Tenho o meu emprego. Tenho a minha casa. Tenho a minha vida. Tenho comida no
estômago… Sobrevivo.
Neste momento, sobreviver é a
única forma de viver. Principalmente para quem tem um cadastro como o meu.
Será que tenho alguma coisa para
tomar na farmácia?
Levanto-me? Sim. Aproveito para mijar, que pode sempre
ajudar qualquer coisa.
Como é que ainda consegue-se ouvir o barulho lá fora? Que
coisa feia.
Os meus pés vibram num taco convertido em onda de madeira
desconforme. Até o pó acumulado levita, tal é a agitação lá fora.
Cada passada, longe do recolher reconfortante que é a
minha cama torna-se um foco de angústia, incerteza, medo.
A porta da casa-de-banho também está a baloiçar ao som de
cada petardo. Ao menos as paredes não estão a perder tinta ou a rachar…
Entro na divisão mais fria da casa mas também a mais
clara. A luz que acende-se, por instantes encandeia os meus cansados olhos. Mas
recupero rapidamente a visão, para encontrar o espelho da farmácia a mostrar-me
uma cara desgastada, destruída, doente, desumanizada.
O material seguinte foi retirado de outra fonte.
PR #1187, opened 2018-03-07
Add usable dockerfile to clightning

NicolasDorier:
@cdecker, you are providing a dockerfile on https://hub.docker.com/r/cdecker/lightningd .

Abro a farmácia. Não quero mais ver esta figura que não
conheço!
Mas está completamente vazia de medicamentos.
Ela levou-os todos quando fugiu.
Deixa-me mijar. Pelo menos isso.
Como o mijo flui tão branco até à retrete? Sem dúvida, não
estou a abusar na alimentação. Um pequeno prazer, esvasiar a bexiga. Está a
saber bem. Isto, certamente, vai reconfortar-me e acalmar-me. Vou adormecer
bem, sem dúvida.
Acabo. Sacudo. Viro-me e lavo as mãos. Purificação do
corpo. Sinto-me bem. O barulho torna-se secundária perante a certeza de que
agora vou dormir. É uma certeza que trago comigo.
Atiro-me para a cama e enrolo-me nos cobertores! E o corpo
parece saber que vai aquecer rapidamente! Volto a um estado de relaxamento que
já não sentia a algum tempo!
Levantar-me foi boa ideia! Até deu para esquecer um bocado
o barulho.
E, agora a reaquecer o corpo tudo parece bater certo.
Os problemas acontecem. Toda as civilizações, melhor… Toda
a humanidade vive de recorrências históricas.
Se este é um período negro? É, claro. Mas podemos dar a
volta por cima. Como tantas vezes se deu, e se dará.
Eles, lá fora, vão perceber isso. E quem manda também vai
perceber isso. As coisas vão mudar. O meu emprego vai melhorar em condições. A
minha vida vai dar uma volta. Eu estou aqui à sua espera. Crente que vai voltar a
reparar em mim e nas atitudes certas que tomei!